Issue #21804, opened 2022-02-25
How to configure meter in Consumption path (1)?


GianlucaCollot:
### Feedback

Hi, 
I am using the Fronius integration that seems well written and works well for production and consumption.
Unfortunately, if the meter is in the consumption path, it does not provide the value of Energy "returned to grid".
So there is noway to configure this value in the energy dashboard.
Could you add to the documentation this case and explain possible workarounds?

Thank you in advance

Gianluca

### URL

https://www.home-assistant.io/integrations/fronius/

### Version

2022.2.9

farmio:
Hi 👋!

I don't know which entities are even available with a consumption path meter. If you have power_flow entities you could do something like this
```yaml
# positive values are from grid
from_grid: {{ max(states('sensor.power_grid_fronius_power_flow_0_http_192_168_68_10') | float, 0) }}
# negative values are to grid
to_grid: {{ max((0 - states('sensor.power_grid_fronius_power_flow_0_http_192_168_68_10') | float), 0) }}
```
and use these as source for a Riemann sum integration. 

There is a fantastic forum thread explaining such calculations regarding batteries - I'm sure you can get some inspiration from it: https://community.home-assistant.io/t/howto-fronius-integration-with-battery-into-energy-dashboard/376329

When you've got it working it would be awesome if you'd add a high-level explanation to the documentation (I think more detailed information fits the forums better since template stuff can change/update in the future).

GianlucaCollot:
Thank you,I prefer to use the values already calculated by the meter
I have available 2 energy values: 

- Consumed Energy (from meter in consumption path):  `sensor.energy_real_consumed_fronius_meter_0_http_192_168_1_xxx`
- Produced Energy (from the inverter): `sensor.energy_total_fronius_inverter_1_http_192_168_1_xxx`

So I built a Template entity with the difference:
```
 - name: "energy_to_grid"
            # friendly_name: 'Energia immessa in rete (neg se consumata)'
            unit_of_measurement: Wh
            state: >-
               {{ (states("sensor.energy_total_fronius_inverter_1_http_192_168_1_103") | float) - (states("sensor.energy_real_consumed_fronius_meter_0_http_192_168_1_103") | float) | int }}
            device_class: energy
            state_class: total
```
I am waiting to see the statistics update and confirm this solution works.
I will eventually update the documetnation for meter in the consumption path.

farmio:
[...]

PR #22320, opened 2022-04-09
Updates Fronius docs adding consumption path

luixal:
## Proposed change
Documentation improvement.

Adds config steps for Froinus meter installed in consumption path. I've reproduced and tested myself this configuration from 
https://github.com/home-assistant/home-assistant.io/issues/21804

Documentation gives credit to real author (not me).

## Type of change

Documentation

## Additional information

Doesn't edit previous content.

- This PR fixes or closes issue: documents solution in closed issue #21804 

## Checklist

### DIFF
--- a/source/_integrations/fronius.markdown
+++ b/source/_integrations/fronius.markdown
@@ -141,13 +141,13 @@ sensor:
 
 Now, you only need to configure Energy dashboard's params using the UI (first to values use the newly created entities, other ones are just the same as in the _"feed in path"_ config):
 
-- For `Grid consumption` use the meters `energy_bough` entity.
-- For `Return to grid` use the meters `energy_sold` entity.using `energy_bough`.
-- For `Solar production`: 
-  - If no battery is connected to an inverter: Add each inverters `Energy total` entity.
-  - If a battery is connected to an inverter: Use [Riemann sum](/integrations/integration/) over `Power photovoltaics` entity (from power_flow endpoint found in your `SolarNet` device)
-- `Battery systems` aren't supported directly. Use [Template](/integrations/template) to split and invert negative values of `Power battery` entity (from power_flow) for charging power (W) and positive values for discharging power (W). Then use [Riemann sum](/integrations/integration/) to integrate each into energy values (kWh).
-- For `Devices` use the Ohmpilots `Energy consumed` entity.
+- For **Grid consumption** use the meters `energy_bough` entity.
+- For **Return to grid** use the meters `energy_sold` entity.using `energy_bough`.
+- For **Solar production**: 
+  - If no battery is connected to an inverter: Add each inverters **Energy total** entity.
+  - If a battery is connected to an inverter: Use [Riemann sum](/integrations/integration/) over **Power photovoltaics** entity (from power_flow endpoint found in your **SolarNet** device)
+- **Battery systems** aren't supported directly. Use [Template](/integrations/template) to split and invert negative values of **Power battery** entity (from power_flow) for charging power (W) and positive values for discharging power (W). Then use [Riemann sum](/integrations/integration/) to integrate each into energy values (kWh).
+- For **Devices** use the Ohmpilots **Energy consumed** entity.
 
 
 ## Note
--- a/source/_integrations/fronius.markdown
+++ b/source/_integrations/fronius.markdown
@@ -78,77 +78,28 @@ When a device is not responding correctly the update interval will increase to 1
 
 ## Energy dashboard
 
-Home Assistant's Energy Dashboard expects some sources of data to be configured for it to work properly. They mainly are the energy you get from the grid, the energy you send to the grid, the energy produced by your solar panels and others relative to batteries and devices you can see below.
-
-The meter integrated with de Fronius can be installed (and configured) in two different positions: _"feed in path"_ (`meter_location` = 0) or _"in consumption path"_ (`meter_location` = 1). In the first case, the meter provides all data you need but, in the second case, it doesn't so you need to calculate some of them by using helpers.
-
-How to know which is your case? Just go to your entities list and search `meter_location` to see the value it has.
-
-Below you can find instructions for configuring both cases.
-
-### Feed in path
-
-Recommended energy dashboard configuration for meter location in feed in path (`Meter location: 0`):
-
-- For `Grid consumption` use the meters `Energy real consumed` entity.
-- For `Return to grid` use the meters `Energy real produced` entity.
 - For `Solar production`: 
   - If no battery is connected to an inverter: Add each inverters `Energy total` entity.
   - If a battery is connected to an inverter: Use [Riemann sum](/integrations/integration/) over `Power photovoltaics` entity (from power_flow endpoint found in your `SolarNet` device)
 - `Battery systems` aren't supported directly. Use [Template](/integrations/template) to split and invert negative values of `Power battery` entity (from power_flow) for charging power (W) and positive values for discharging power (W). Then use [Riemann sum](/integrations/integration/) to integrate each into energy values (kWh).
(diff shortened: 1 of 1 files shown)


homeassistant:
Hi @luixal, 

It seems you haven't yet signed a CLA. Please do so [here](https://home-assistant.io/developers/cla_sign_start/?pr=home-assistant&#x2F;home-assistant.io#22320).

Thanks!

source/_integrations/fronius.markdown
```diff
@@ -78,6 +78,16 @@ When a device is not responding correctly the update interval will increase to 1
 
 ## Energy dashboard
 
+Home Assistant's Energy Dashboard expects some sources of data to be configured for it to work properly. They mainly are the energy you get from the grid, the energy you send to the grid, the energy produced by your solar panels and others relative to batteries and devices you can see below.
+
+The meter integrated with de Fronius can be installed (and configured) in two different positions: _"feed in path"_ (`meter_location` = 0) or _"in consumption path"_ (`meter_location` = 1). In the first case, the meter provides all data you need but, in the second case, it doesn't so you need to calculate some of them by creating some entities in your configuration file.
```
farmio:
```suggestion
The meter integrated with de Fronius can be installed (and configured) in two different positions: _"feed in path"_ (`meter_location` = 0) or _"in consumption path"_ (`meter_location` = 1). In the first case, the meter provides all data you need but, in the second case, it doesn't so you need to calculate some of them by using helpers.
```

farmio (commented):
Helper sensors (like integral) can now not only be configured in yaml so we should not be too specific about that in the Fronius documentation.

You can relatively link to different integrations like
`[Integration - Riemann sum integral](/integrations/integration/)` or
`[State-based template sensors](/integrations/template/#state-based-template-binary-sensors-buttons-numbers-selects-and-sensors)` (although I guess this heading may change one day so it might be better to just link to /template/ )

luixal:
Not sure about which changes would you like me to do. It's my first time commiting to HA docs. I just placed the steps I followed to get this working :)

farmio:
I just think we should not use exact yaml configuration of other integrations in the Fronius documentation page. When other integrations change some details once, we would have to notice and update this page too - just like it happend in 2022.4: Riemann integral can now be configured from UI instead of yaml. Maybe yaml config for Riemann gets deprecated at some point in the future - then the Fronius documentation is outdated as well. 

So maybe try to provide an overview of how this should be done instead of a copy&paste-yaml.

You did acutally add such a high-level description: 
> If a battery is connected to an inverter: Use [Riemann sum](/integrations/integration/) over `Power photovoltaics` entity (from power_flow endpoint found in your `SolarNet` device)

I'd describe the power/energy sold/bought things just like this.

luixal:
Sorry, I just copy&paste the description you're pointing too from the same page (from the _feed in path_ original content), I didn't write that.

Thing is, the kind of explanation you want is out of my knowledge, I just wanted to "make it work" and put things together from the forum thread and the [github issue](https://github.com/home-assistant/home-assistant.io/issues/21804) you pointed me to and another user made it work.

It just feel better to publish this config, which is what I want "as a user" instead of keep it for myself. If you need a different documentation I think I won't have the time to dig deeper and understand it enough to write it properly.

source/_integrations/fronius.markdown
```diff
@@ -88,6 +98,58 @@ Recommended energy dashboard configuration for meter location in feed in path (`
...
+
+```yaml
+template:
+  - sensor:
+    # Positive values are from grid
+    - name: "power_bought"
+      unit_of_measurement: W
+      state: >-
+        {{ max(states('sensor.power_grid_fronius_power_flow_0_XXX_XXX_XXX_XXX') | float, 0) }}
+      device_class: power
```
frenck: This is a bug IMHO and not a documentable solution.

It is wrapping an existing sensor to solve an issue (as it seems).

source/_integrations/fronius.markdown
```diff
@@ -88,6 +98,58 @@ Recommended energy dashboard configuration for meter location in feed in path (`
...
+  - platform: integration
+    source: sensor.power_sold
+    name: energy_sold
+    round: 2
+    
+  - platform: integration
+    source: sensor.power_bought
+    name: energy_bought
+    round: 2
+```
```
frenck: This is not related to this integration and does not belong in this documentation. Instead you could write a note and link to the integration.

source/_integrations/fronius.markdown
```diff
@@ -88,6 +98,58 @@ Recommended energy dashboard configuration for meter location in feed in path (`
...
+
+Now, you only need to configure Energy dashboard's params using the UI (first to values use the newly created entities, other ones are just the same as in the _"feed in path"_ config):
+
+- For `Grid consumption` use the meters `energy_bough` entity.
```
frenck: "Grid consumption" isn't code, and should thus not be code fenced (same applies to a couple of other values below).

frenck (changes requested):

source/_integrations/fronius.markdown
farmio: The "Power Grid" entity as provided from Fronius API is positive on import and negative on export. Hence the `max(state, 0)` and `max(0- state, 0)` to split it up into two entities - import and export to be used in energy (after integration).

source/_integrations/fronius.markdown
luixal: These are needed as they are the ones you can select in the Energy Dashboard configuration. No idea why, but it is working that way.

source/_integrations/fronius.markdown
luixal: Ok, was just to give attention to the field names in the UI.

EDIT: in fact, I was just keeping consistence with previous content in this documentation. Not sure if I should edit it.

source/_integrations/fronius.markdown
frenck: Sure, but you can do a lot more with entities. It is not the goal of this page to teach about other integration (like the integration integration).

Thus, this does not belong on this page. Please remove it.

source/_integrations/fronius.markdown
frenck: > Not sure if I should edit it.

🤷 I was reviewing your changes; not the full document.

source/_integrations/fronius.markdown
luixal: I think our focus is different. I'm writting the docs that my future me, as a user, would like to find to configure it's solar installation in HA. This is a 100% needed part for it to work. If I remove this, I'll leave a documentation that doesn't fully allow the user to get it working.

What do you think? I remove this and then... add some text saying that this should be donde in order for it to work? or do I leave the average user (not interested in the technical parts) alone?

farmio: I think you are missing that this document here should *only* be documenting the Fronius integration. 
This does *not* include the `energy` integration which has its own [documentation documents](https://www.home-assistant.io/docs/energy).
And also not Riemann sum and state based template sensors - which also have their own sites. 

It would just add maintenance dept to document all this multiple times.

luixal: Then I got it wrong as the original document is based on Fronius integration but also related to configure the data you get from this integration in the energy integration. Using it with the energy integration is 1/3 of the document and is what I found missing here. In fact, the matter of the consumption path VS feed in grid is not touch until the energy integration section.

If this page souldn't include information/examples about the energy integration, the Riemann sum or template sensor, this PR for this problem in detail is totally senseless and it's best to close it.

farmio:
I've updated this PR with a brief version of a consupmtion path meter instruction, without unrelated integration documentation, so it is not stale-closed.

frenck (approved):
Thanks, @luixal 👍

PR #22517, opened 2022-04-25
[tplink] Update docs: Local access possible again

RubenKelevra:
- Add link to vendor FAQ how to setup the devices for local access only
- Rewrite summary based on current status
- Comment out devices explicitly mentioned by TP-Link to not support the new local control

## Proposed change
Update the documentation on the availability of a new method to locally access the devices, after [removing the alert](https://github.com/home-assistant/alerts.home-assistant.io/pull/518).

## Type of change

## Additional information
Community members report that the process offered by TP-Link works for them:

https://community.home-assistant.io/t/tp-link-offers-way-to-add-local-api-back/248333/99

## Checklist

### DIFF
--- a/source/_integrations/tplink.markdown
+++ b/source/_integrations/tplink.markdown
@@ -25,9 +25,10 @@ ha_integration_type: integration
 
 The `tplink` integration allows you to control your [TP-Link Smart Home Devices](https://www.tp-link.com/kasa-smart/) such as plugs, power strips, wall switches and bulbs.
 
-TP-Link offers an [FAQ](https://www.tp-link.com/us/support/faq/2707/) on how to provision your newly purchased devices. The devices won't connect to the TP-Link cloud and become locally controllable afterward. If you already own devices that are connected to the cloud, you can convert them from TP-Link Cloud operated to local operation as well.
+You need to provision your newly purchased device to connect to your network before it can be added via the integration. This can be done by using the using the [kasa command-line tool](https://python-kasa.readthedocs.io/en/latest/cli.html#provisioning).
 
-In the past, more TP-Link used to support local access, but they removed this support. If your old device is on older firmware, it can still be controlled locally by Home Assistant. In this case, you need to provision your newly purchased device to connect to your network before it can be added via the integration. This can be done by using the [kasa command-line tool](https://python-kasa.readthedocs.io/en/latest/cli.html#provisioning).
+TP-Link has issued some firmware updates to their devices which disabled the local access which is necessary to control the device via Home Assistant. They revisited their decision in early 2022 and started offering a special 'local access only' provisioning which re-enables local access for Home Assistant on newer firmware versions. This provisioning is not compatible with all devices supported by this integration. Their [FAQ](https://www.tp-link.com/us/support/faq/2707/) outlines how to proceed.
+
 
 There is currently support for the following device types within Home Assistant:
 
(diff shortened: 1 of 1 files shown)


RubenKelevra:
@balloob done :)

RubenKelevra:
@probot-home-assistant nope. Branch is correct.

source/_integrations/tplink.markdown
```diff
@@ -25,7 +25,9 @@ ha_integration_type: integration
...
 
-You need to provision your newly purchased device to connect to your network before it can be added via the integration. This can be done either by using [kasa command-line tool](https://python-kasa.readthedocs.io/en/latest/cli.html#provisioning) or by adding it to the official Kasa app before trying to add them to Home Assistant. If you use the app, do not upgrade the firmware if it presents the option to avoid blocking the local access by potential firmware updates.
+TP-Link offers an [FAQ](https://www.tp-link.com/us/support/faq/2707/) how to provision your newly purchased devices. The devices won't connect to the TP-Link cloud and become locally controllable afterwards. If you already own devices which are connected to the cloud, you can convert them from TP-Link Cloud operated to local operation as well.
+
+Note: Previously TP-Link had cut the local access via a firmware update to their devices. This is no longer the case. SOme devices not listed here as supported might still work with local control, if the old which supported local control is not updated.
```
balloob:
```suggestion
In the past more TP-Link used to support local access but they removed this support. If your old device is on older firmware it can still be controlled locally by Home Assistant.
```

source/_integrations/tplink.markdown
```diff
@@ -25,7 +25,9 @@ ha_integration_type: integration
 
 The `tplink` integration allows you to control your [TP-Link Smart Home Devices](https://www.tp-link.com/kasa-smart/) such as plugs, power strips, wall switches and bulbs.
 
-You need to provision your newly purchased device to connect to your network before it can be added via the integration. This can be done either by using [kasa command-line tool](https://python-kasa.readthedocs.io/en/latest/cli.html#provisioning) or by adding it to the official Kasa app before trying to add them to Home Assistant. If you use the app, do not upgrade the firmware if it presents the option to avoid blocking the local access by potential firmware updates.
```
rytilahti, line 28: Please do not remove this as some people may want to provision their devices without the official app. I think adding a note about the FAQ entry & that newer models can also be converted to local operation would be fine.

source/_integrations/tplink.markdown
rytilahti: So far I have heard that only a very specific selection of devices (UK versions of some HS* models) are affected.

Has there been a change in that?

rytilahti: What probably should be done is to update the alert content to clarify this. I think I had seen an issue about its scary wording even when most of the users are not affected by locked down firmwares (at least that I know of).

source/_integrations/tplink.markdown
RubenKelevra: Okay, I'll incorporate this at the end when I mention the older firmware - as I'm not sure that the tool works with the latest firmware.

source/_integrations/tplink.markdown
RubenKelevra: > What probably should be done is to update the alert content to clarify this.

Well, I first updates the alert content, which was rejected by @balloob who encouraged to update this in the docs.

Would you mind discussing this with @balloob directly – if the docs or the alert should be updated? :)

RubenKelevra: If you find more recent info about the distribution of the “bad” firmware, feel free to add this info. I cannot confirm or deny this.

source/_integrations/tplink.markdown
```diff
@@ -25,7 +25,9 @@ ha_integration_type: integration
...
+TP-Link offers an [FAQ](https://www.tp-link.com/us/support/faq/2707/) how to provision your newly purchased devices. The devices won't connect to the TP-Link cloud and become locally controllable afterwards. If you already own devices which are connected to the cloud, you can convert them from TP-Link Cloud operated to local operation as well.
```
frenck:
```suggestion
TP-Link offers an [FAQ](https://www.tp-link.com/us/support/faq/2707/) on how to provision your newly purchased devices. The devices won't connect to the TP-Link cloud and become locally controllable afterward. If you already own devices that are connected to the cloud, you can convert them from TP-Link Cloud operated to local operation as well.
```

source/_integrations/tplink.markdown
```diff
@@ -25,7 +25,9 @@ ha_integration_type: integration
...
+
+In the past more TP-Link used to support local access but they removed this support. If your old device is on older firmware it can still be controlled locally by Home Assistant. In this case you need to provision your newly purchased device to connect to your network before it can be added via the integration. This can be done by using the [kasa command-line tool](https://python-kasa.readthedocs.io/en/latest/cli.html#provisioning).
```
frenck:
```suggestion
In the past, more TP-Link used to support local access but they removed this support. If your old device is on older firmware it can still be controlled locally by Home Assistant. In this case, you need to provision your newly purchased device to connect to your network before it can be added via the integration. This can be done by using the [kasa command-line tool](https://python-kasa.readthedocs.io/en/latest/cli.html#provisioning).
```

rytilahti: I don't agree with the wording, afaik, most of the available devices still support local controls no matter how they are provisioned.

@bdraco, if I'm not mistaken you have some newer devices that work still just fine?

source/_integrations/tplink.markdown
```diff
@@ -42,24 +44,24 @@ There is currently support for the following device types within Home Assistant:
...
+- KP105 (is not mentioned in the TP-Link FAQ as working/not working)
 - KP115 (supports consumption sensors)
 
 ### Strip (Multi-Plug)
 
-- HS107 (indoor 2-outlet)
-- HS300 (powerstrip 6-outlet) (supports consumption sensors)
-- KP303 (powerstrip 3-outlet)
-- KP400 (outdoor 2-outlet)
+<!-- - HS107 (indoor 2-outlet) # Does not support local control according to TP-Link FAQ (as of date 2022-04-25) -->
```
rytilahti: Not worth changing as these are based on what users have reported to be functioning even when tplink's docs / official stance disagree.

source/_integrations/tplink.markdown
bdraco: I have yet to find a device sold in the US that doesn't work just fine out of box without having to go through [this](https://www.tp-link.com/us/support/faq/2707/)

RubenKelevra: @bdraco thanks a lot for the feedback, I'll update the PR to reflect that!

source/_integrations/tplink.markdown
RubenKelevra: Alright, I made a table to reflect both infos to give the users a chance to get an overview :)

Thanks!

source/_integrations/tplink.markdown
```diff
@@ -35,50 +38,87 @@ There is currently support for the following device types within Home Assistant:
...
+### Plugs
 
-- HS107 (indoor 2-outlet)
-- HS300 (powerstrip 6-outlet) (supports consumption sensors)
-- KP303 (powerstrip 3-outlet)
-- KP400 (outdoor 2-outlet)
-- KP200 (indoor 2-outlet)
-- KP40 (outdoor 2-outlet)
-- EP40 (outdoor 2-outlet)
+| Model Number     | Support by Home Assistant | Support by TP-Link's 'local only mode'     | Note                                     |
```
frenck, line 45: Please avoid tables, these are nearly impossible to view nicely on a mobile device.

RubenKelevra: What would you recommend as an alternative formatting?

frenck: Anything but tables :)

RubenKelevra: I mean, the file already contains tables plus they really don't look *that* bad. I'm not sure there's a cleaner way to display this amount of information.

You're sure that's not just a personal preference? 🤔 

IMG_20220502_133803

frenck: We generally ask to avoid those, I think it is weird to make an exception in this case.

Thanks 👍

RubenKelevra: Ah okay - didn't know this. Is there a style guideline or something like that for the docs? :)

RubenKelevra: I was looking through the other integrations to see how this is done for other pages, and there are quite a few using tables as well:

- yeelight
- xiaomi_miio
- philips_js
- zha

Feels more like the norm than an exception :)

frenck: Please remove the use of tables as much as possible.

frenck (changes requested):
Marking this PR as changes requested until the above added tables are removed.

RubenKelevra:
Yeah, not sure how to proceed here. I feel like tables makes the most sense in being a clean way to display the information. Anybody got an idea?

source/_integrations/tplink.markdown
bdraco: I think the simplest way to remove the tables is to not enumerate which devices support local only mode and instead link to Tplink's article.  We really don't want to get issue reports for incorrect documentation because we have copied tplink's incorrect documentation (I know at least the KL420 requires a kasa account even though their docs don't mention that).  In short we only need to know what Home Assistant supports for Home Assistant's documentation.

AFAICT all the devices that removed the local api when linking to cloud have the option to restore it by following the procedure

source/_integrations/tplink.markdown
```diff
@@ -35,50 +38,87 @@ There is currently support for the following device types within Home Assistant:
...
-- KL110
-- KL120
-- KL125
-- KL130
-- KB130
+| Model Number     | Support by Home Assistant | Support by TP-Link's 'local only mode'     | Note                                     |
+|------------------|---------------------------|--------------------------------------------|------------------------------------------|
+| KB130            | ✅                        | ❓ <!-- not mentioned as of 2022-05-01 --> |                                          |
+| KL50             | ❓                        | ✅                                         |                                          |
+| KL60             | ❓                        | ✅                                         |                                          |
```
bdraco, line 83: These work. There are test fixtures for them here

https://github.com/python-kasa/python-kasa/tree/master/kasa/tests/fixtures

source/_integrations/tplink.markdown
```diff
@@ -35,50 +38,87 @@ There is currently support for the following device types within Home Assistant:
...
+
+| Model Number     | Support by Home Assistant | Support by TP-Link's 'local only mode'     | Note                                     |
+|------------------|---------------------------|--------------------------------------------|------------------------------------------|
+| All Kasa cameras | ❓                        | ❌ <!-- as of 2022-05-01               --> |                                          |
+
+### Smart Routers
+
+| Model Number     | Support by Home Assistant | Support by TP-Link's 'local only mode'     | Note                                     |
+|------------------|---------------------------|--------------------------------------------|------------------------------------------|
+| SR20             | ❓                        | ❌                                         |                                          |
```
bdraco, line 121: None of these are supported.  We should say all Range Extenders, Cameras, and Smart Routers are not supported instead of listing them out.

source/_integrations/tplink.markdown
```diff
@@ -35,50 +38,87 @@ There is currently support for the following device types within Home Assistant:
...
 
-- KL400
-- KL420
-- KL430
+| Model Number     | Support by Home Assistant | Support by TP-Link's 'local only mode'     | Note                                     |
+|------------------|---------------------------|--------------------------------------------|------------------------------------------|
+| KL400            | ✅                        | ❓ <!-- not mentioned as of 2022-05-01 --> |                                          |
+| KL420            | ✅                        | ❓ <!-- not mentioned as of 2022-05-01 --> |                                          |
+| KL430            | ✅                        | ❌                                         |                                          |
+| KL430E           | ❓                        | ❌                                         |                                          |
```
bdraco, line 101: Let's not list models we don't know if they work.

source/_integrations/tplink.markdown
```diff
@@ -35,50 +38,87 @@ There is currently support for the following device types within Home Assistant:
...
 
-- HS200
-- HS210
-- HS220 (acts as a light)
+| Model Number     | Support by Home Assistant | Support by TP-Link's 'local only mode'     | Note                                     |
+|------------------|---------------------------|--------------------------------------------|------------------------------------------|
+| ES10             | ❓                        | ✅                                         |                                          |
+| HS200            | ✅                        | ✅                                         |                                          |
+| HS210            | ✅                        | ❌                                         |                                          |
+| HS210KIT         | ❓                        | ❌                                         |                                          |
```
bdraco, line 74: This is the same as the HS210, we can drop this line

source/_integrations/tplink.markdown
```diff
@@ -35,50 +38,87 @@ There is currently support for the following device types within Home Assistant:
...
-- KP200 (indoor 2-outlet)
-- KP40 (outdoor 2-outlet)
-- EP40 (outdoor 2-outlet)
+| Model Number     | Support by Home Assistant | Support by TP-Link's 'local only mode'     | Note                                     |
+|------------------|---------------------------|--------------------------------------------|------------------------------------------|
+| HS100            | ✅                        | ✅                                         |                                          |
+| HS103            | ✅                        | ✅                                         |                                          |
+| HS105            | ✅                        | ✅                                         |                                          |
+| HS110            | ✅                        | ✅                                         | supports consumption sensors             |
+| KP100            | ❓                        | ✅                                         |                                          |
```
bdraco, line 51: These work.  I have a few of these.  I'll add fixtures for them to `python-kasa` when I get a chance.

bdraco: https://github.com/python-kasa/python-kasa/pull/343

rytilahti:
I'd say it'd would make sense to add a note (and link to the instructions) about the ability to "re-enable" the local mode for those that are affected, but I'm also against adding tables and lists that list any device details.

Instead of listing the devices, I'd propose adding a note that all kasa-branded switches, dimmers, lights, led strips, and power strips besides some corner cases should be supported. A link to the supported devices page of python-kasa (titled "Devices known to work" or something like that) could be added to allow checking out if some specific device is known to work with the integration.

frenck:
Because there hasn't been any activity on this PR for quite some time now, I've decided to close it for being stale.

Feel free to re-open this PR when you are ready to pick up work on it again 👍

../Frenck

━━━━━━━━━━━━━━━━

● **BRIEF**
Find the lines above holding the word "overview" and show them.

● **YOUR RESPONSE**
So maybe try to provide an overview of how this should be done instead of a copy&paste-yaml.
RubenKelevra: Alright, I made a table to reflect both infos to give the users a chance to get an overview :)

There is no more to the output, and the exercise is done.